2
votes

Our production encounter one Kafka Event Consumption phenomenon. Total event Volume is 3.4 Billion Events with 40 partitions. And event message almost even distribute on each partition with 80+ million event per partition.

And we allocate 40 consumer streams with 40 threads (BTW, we 're using kafka client 0.8.2).

During Consumption periods, on the first 4 hours each partition's lag keep drop down. On the last one hour, 2/3 consumer streams have finished event consumption. Only less than 10 consumer stream continue to receive remaining events. For the related less than 10 partition's lag ranges on 2-3 millions. It means consumer pool usage gradually back to idle while waiting for remaining few consumer finish tasks.

Assume cpu cores & memory space & network bandwidth is enough, any tips to ensure Kafka consumer can finish overall consumption within one time and no more consumer fall behind (Except for enlarge partition number).

1
Did you have a look at what queuing theory says for your case. Is the long tail to be expected or do you have a statistical artifact in your partitioning?Harald
Long tail is not what we expected. Ideally, we want to each consumer stream finish in one time or within minor time gap between.Brian Ling
What I mean with 'expecting' is: given your partition distribution is uniform and your compute time per message has a certain distribution, Normal or Poisson or something, then it may be the case that the long tail is exactly what must happen with high probability.Harald

1 Answers

0
votes

This is a real cool one. I suspect there is no Kafka solution, except the one you mention (increase # partitions).

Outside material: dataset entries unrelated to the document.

PR #866, opened 2015-01-11
Add XEP-0245 (/me command) support

### LINKED ISSUE #865: Add support for the /me command (XEP-0245)
It should be trivial to implement [XEP-0245][xep0245], the IRC-style `/me` command (since it's just formatting).

Displaying the username in italics (similar to private markers, but without the text color change to prevent confusion) in place of the `/me` would probably look fine.

[xep0245]: http://xmpp.org/extensions/xep-0245.html

SamWhited:
Prevents messages that start with `/me\ ` from being merged and replaces the command with the nickname of the person who sent the message.

screenshot_2015-01-11-13-16-09

Fixes #865

### DIFF
--- a/docs/XEPs.md
+++ b/docs/XEPs.md
@@ -9,6 +9,7 @@
 * XEP-0198: Stream Management
 * XEP-0234: Jingle File Transfer
 * XEP-0237: Roster Versioning
+* XEP-0245: The /me Command
 * XEP-0249: Direct MUC Invitations (receiving only)
 * XEP-0260: Jingle SOCKS5 Bytestreams Transport Method
 * XEP-0261: Jingle In-Band Bytestreams Transport Method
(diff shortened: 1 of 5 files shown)


SamWhited:
(retabbed the files I was in because it was doing the annoying thing where it ignores my tab preferences; apparently there were other places in the file that didn't use tabs as well — sorry for the extra cruft)

SamWhited:
Oops, fetching the wrong nick. Need to fix that as well. One moment...

iNPUTmice:
Ok. Great thanks. Could you call to getMergedBody instead of getBody() in `final String formattedBody = message.getBody()`
The output should be exactly the same but it this way we can prevent stuff breaking in the future. In fact there should probably be no calls to getBody() in the entire message adapter. (Maybe I should go check.)

and please remove the comment: Do not merge /me messages. since this is irritating at this place. 

after that I think we are ready to squash i like the UI.

(Have you checked the rendering in private messages? both received and sent?)

SamWhited:
Will do; I had tested it with whispering, but I aparently did something weird because there's no check for /me at all there anymore... it seems to be broken and getting the wrong nickname now anyways.

SamWhited:
@iNPUTmice I think that fixes everything; tested with private and regular MUC messages and normal p2p messages. I also moved the logic out of one other place I found that needed to get display names and put it all in a method in `MessageAdapter`.

iNPUTmice:
looking good. thank you!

Hmm, a totally silly idea could be as follows: during end-game, switch to copying into a new topic with less partitions, e.g. 37 (relatively prime to 40) in the hope to reshuffle all messages such that they are again evenly distributed over the 37 partitions. Of course this assumes a lot: a) copying is faster than processing, b) there is really no way to increase your initial 40 partitions, c) you've got the space and resources for the additional topic.